Evaluating Bayesian Deep Learning Methods for Semantic Segmentation

TL;DR

The paper tackles the challenge of evaluating uncertainty in Bayesian deep learning for semantic segmentation. It proposes three specialized metrics and implements two Bayesian DeepLab-v3+ variants using MC dropout and Concrete dropout, evaluated on Cityscapes. Concrete dropout consistently outperforms MC dropout on the new metrics, and both Bayesian models exceed the deterministic baseline in uncertainty-aware performance. These results establish benchmarks for uncertainty quantification in safety-critical segmentation and motivate future work on downstream autonomous driving decisions.

Abstract

Deep learning has been revolutionary for computer vision and semantic segmentation in particular, with Bayesian Deep Learning (BDL) used to obtain uncertainty maps from deep models when predicting semantic classes. This information is critical when using semantic segmentation for autonomous driving for example. Standard semantic segmentation systems have well-established evaluation metrics. However, with BDL's rising popularity in computer vision we require new metrics to evaluate whether a BDL method produces better uncertainty estimates than another method. In this work we propose three such metrics to evaluate BDL models designed specifically for the task of semantic segmentation. We modify DeepLab-v3+, one of the state-of-the-art deep neural networks, and create its Bayesian counterpart using MC dropout and Concrete dropout as inference techniques. We then compare and test these two inference techniques on the well-known Cityscapes dataset using our suggested metrics. Our results provide new benchmarks for researchers to compare and evaluate their improved uncertainty quantification in pursuit of safer semantic segmentation.

Figures (7)

• Figure 1: High level overview of the system proposed in this work. The input is first passed through a Bayesian neural network which produces pixel-wise predictions as well as pixel-wise uncertainty estimates.
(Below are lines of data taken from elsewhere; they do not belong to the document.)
Issue #71, opened 2024-02-05
`LLMChain.run()` for ollama doesn't work


petrkozorezov:
```elixir
alias LangChain.{Chains.LLMChain, Message, LangChain.ChatModels.ChatOllamaAI}
LLMChain.new!(%{
  llm: LangChain.ChatModels.ChatOllamaAI.new!(%{
    model: "mixtral:8x7b-instruct-v0.1-q4_K_M"
  }),
  verbose: true,
})
|> LLMChain.add_message(Message.new_user!("hello world!"))
|> LLMChain.run()
```

```
** (CaseClauseError) no case clause matching: {:ok, %LangChain.Message{content: " Hello! It's nice to see you. Is there something specific you would like to talk about or ask me a question? I'm here to help with any programming-related questions you have.\n\nIf you don't have anything specific in mind, that's okay too! We can just chat about whatever interests you. Do you enjoy coding? What are some of your favorite programming languages and why do you like them?\n\nI'm particularly fond of Python, because it's a great language for beginners to learn, with a clean and easy-to-understand syntax. It's also very versatile and can be used for a wide variety of applications, from web development to data analysis to machine learning.\n\nBut enough about me! I want to hear about you. What brings you to coding? Is there something specific you're hoping to learn or accomplish with your programming skills? Let me know and I'll do my best to help you out.", index: nil, status: :complete, role: :assistant, function_name: nil, arguments: nil}}
    (langchain 0.1.7) lib/chains/llm_chain.ex:209: LangChain.Chains.LLMChain.do_run/1
    (langchain 0.1.7) lib/chains/llm_chain.ex:170: LangChain.Chains.LLMChain.run/2
    iex:4: (file)
```

brainlid:
Ah, that must be from the main branch.

@medoror, can you please help diagnose and verify this?

medoror:
yea I think I noticed this. Will report back later today on my findings

petrkozorezov:
I think the problem is [here](https://github.com/brainlid/langchain/blob/ba2b8d3db7e46b805279c158b200759f0bda7401/lib/chains/llm_chain.ex#L203). This case doesn't handle case `{:ok, message}`, but according to [spec](https://github.com/brainlid/langchain/blob/ba2b8d3db7e46b805279c158b200759f0bda7401/lib/chat_models/chat_model.ex#L8) it's possible.

medoror:
[...]

PR #72, opened 2024-02-06
Add clause to match call_response spec

medoror:
Adds a clause to match an `{:ok, Message.t()}` payload according to the [spec for the call function](https://github.com/brainlid/langchain/blob/main/lib/chat_models/chat_model.ex#L2)

Addresses #71


brainlid:
Thanks @medoror! Sorry for the delay, been busy in other areas of life. I considered going a couple different directions with this, but ultimately opted for your direct solution. It's clean too.

I was wondering if the ChatModel should always return a message in a list, just to simplify and consolidate the return types. Then I wondered if the OpenAI implementation should actually NOT return a list. The only reason it does is because a caller can request "n" variations which come back in an array. I see no practical use for that though.

In the end, both of the other changes would be more invasive and dramatic and I'm not entirely sure yet which is the better way to go. So this solution works great. Thanks!

❤️💛💙💜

The ground truth labels, predictions and uncertainties are then sent to the performance evaluation module which returns the values of the metrics designed for evaluating the model.
• Figure 2: Worked out example of computing the performance evaluation metrics for Bayesian models in semantic segmentation.
• Figure 3: Plots of p(accurate|certain) and p(uncertain|inaccurate) for varying thresholds of uncertainty.
• Figure 4: Plot of PAvPU for varying thresholds of uncertainty.
• Figure 5: Qualitative results for semantic segmentation with uncertainty estimates on Cityscapes images. The results include images from the Cityscapes val set, the corresponding semantic segmentation results from our model and the predictive and epistemic uncertainties estimated through the predictive entropy and the mutual information metrics respectively. Darker shades indicate higher uncertainty.